# Something is off, can you help me figure out what?



## Parker219 (Mar 11, 2017)

What should I fix in this real estate listing photo?


----------



## Trever1t (Mar 11, 2017)

looks pretty damn good to me. The only thing that I notice immediately was the lower contrast out the window, could possibly selectively increase that but it may be better as it is. A wider view would be nice, what lens you using on what body?  Lighting looks pretty even, nice use of ambient.


----------



## Parker219 (Mar 11, 2017)

I shot this with a D7200 and Nikon 10-24mm lens at 10mm. 5 exposures - 1 stop apart.

I think you are on to something with the lower contrast outside. 

This was a really tough shot with the BRIGHT sun hitting the pool and much darker inside.


----------



## Trever1t (Mar 11, 2017)

I think you did really well. I was wondering how you got the light so even and it never occurred to me it was an HDR so kudos there!


----------



## astroNikon (Mar 11, 2017)

First 2 things I noticed was the (a) contrast on the left side, It looks like the glass has screen below them or something making them fuzzy (or simply OOF from DOF).
(b) also the different WB lighting left (bluish whites) to right (yellows).  but you are going to get that with mixed natural vs artificial lighting.

But nice image.


----------



## Parker219 (Mar 12, 2017)

Ok, so this morning with fresh eyes I selected just the outside and increased the whites and played with the sliders.

Then inverted the selection and turned the temp down on the inside.

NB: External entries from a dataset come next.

Issue #709, opened 2016-03-24
Migrate.exe could be more helpful in argument parsing error situations..


untilted-document:
I'm struggling to use Migrate.exe. I wrote a command like this, following the tool's output help:

`Migrate.exe -a "PathToMyMigrations.dll" -dbtype SqlServer -conn "MyNiceConnectionStringHere"`

And I run it - Migrate just prints its arguments again and exits with code 1. What was wrong? Why didn't it tell me what it didn't like? Here's a go with definitely broken args (fake assembly and no "conn"):

![image](https://cloud.githubusercontent.com/assets/18049243/14015844/adaa6678-f1b3-11e5-95b0-4724b33257ff.png)

A message like "--conn is required" or "Assembly 'a' could not be loaded" would be good. That's if conn is indeed required - wiki says it is, console help is inconclusive

I actually cribbed my first stab from a blog:

`Migrate.exe --assembly="PathToMyMigrations.dll" --dbtype=SqlServer --conn="MyNiceConnectionStringHere"`

Which led me to have to read a lengthy wiki article on the arguments format, and why one example looked completely different to the other. I'm now educated (not that it helps solve my original problem) but feel the way you do your arguments help text is a little confusing. I appreciate that you're trying to offer maximum flexibility with them but this just reads like the author is deranged:

> "If a parameter has an = sign after it, then it expects some text value to be set ... [and] ... the = sign is optional ... Single dashes or double dashes is also optional
> --verbose=VALUE ... This should be a boolean switch but is not. VALUE can be anything to set to true and the switch should not be specified to set it to false"

So --verbose=false is verbose? What if I say -verbose? Is it true or not, because it's present but doesnt have a value. Erm.

Examples that present --conn and -c like the number of hyphens is significant are also misleading? When a super-duper easy-to-use-because-it-can-make-sense-of-any-old-garbage-passed-in algorithm starts needing a convoluted explanation, it's not really achieving its design goal any more

Do you think, for the sake of consistency, you could please settle on one format, make all your help texts show examples in that format and then discreetly stop talking about (even if you still support for legacy reasons) the argument formats of having space/equals or not, values or not.. (And also tell me what it doesn't like about the arguments I'm passing)

chairman-mawh:
Ah.. I've just worked it out. I was passing "dbtype" (**just like the wiki says I can**) and it was barfing (silently) - quick change that t -> T and it all starts working.

[...]

PR #719, opened 2016-04-30
709 case insensitive arguments and give more instructive messages when required options are not given

RobPethick:
Doesn't completely solve #709 but certainly would help to know which option is not getting picked up


RobPethick:
Should help with #709 again re:case insensitive option names

fubar-coder:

Here is what I have now...Is this looking better?


----------



## 480sparky (Mar 12, 2017)

The exterior looks rather dull and lackluster compared to the interior.  I selected it, and bumped up the contrast and saturation.  I then selected just the pool area as it still has a lot of highlights that are burned out to darken it some.  Obviously, having access to the originals would make this a whole lot better and easier.


----------



## astroNikon (Mar 12, 2017)

You're getting there.
But I like Sparky's version from the floor mat all the way to the color of the trees.


----------



## Parker219 (Mar 12, 2017)

Yep. Sparky nailed it. I am working with the raw files now to try and duplicate the results.


----------



## Designer (Mar 12, 2017)

Parker219 said:


> Yep. Sparky nailed it. I am working with the raw files now to try and duplicate the results.


Too bad you had to shoot this house on an overcast day.  Your first edit was threatening a storm.  The lack of sunlight and shadows is doing you no favors.


----------



## Parker219 (Mar 12, 2017)

^ It was sunny when I first got to the house, I took the pool / exterior photos first, so I do have sunny pool photos at least.

Here are some others from the shoot in case anything stands out to you guys. I have not turned these in yet, so I can still correct them if needed. 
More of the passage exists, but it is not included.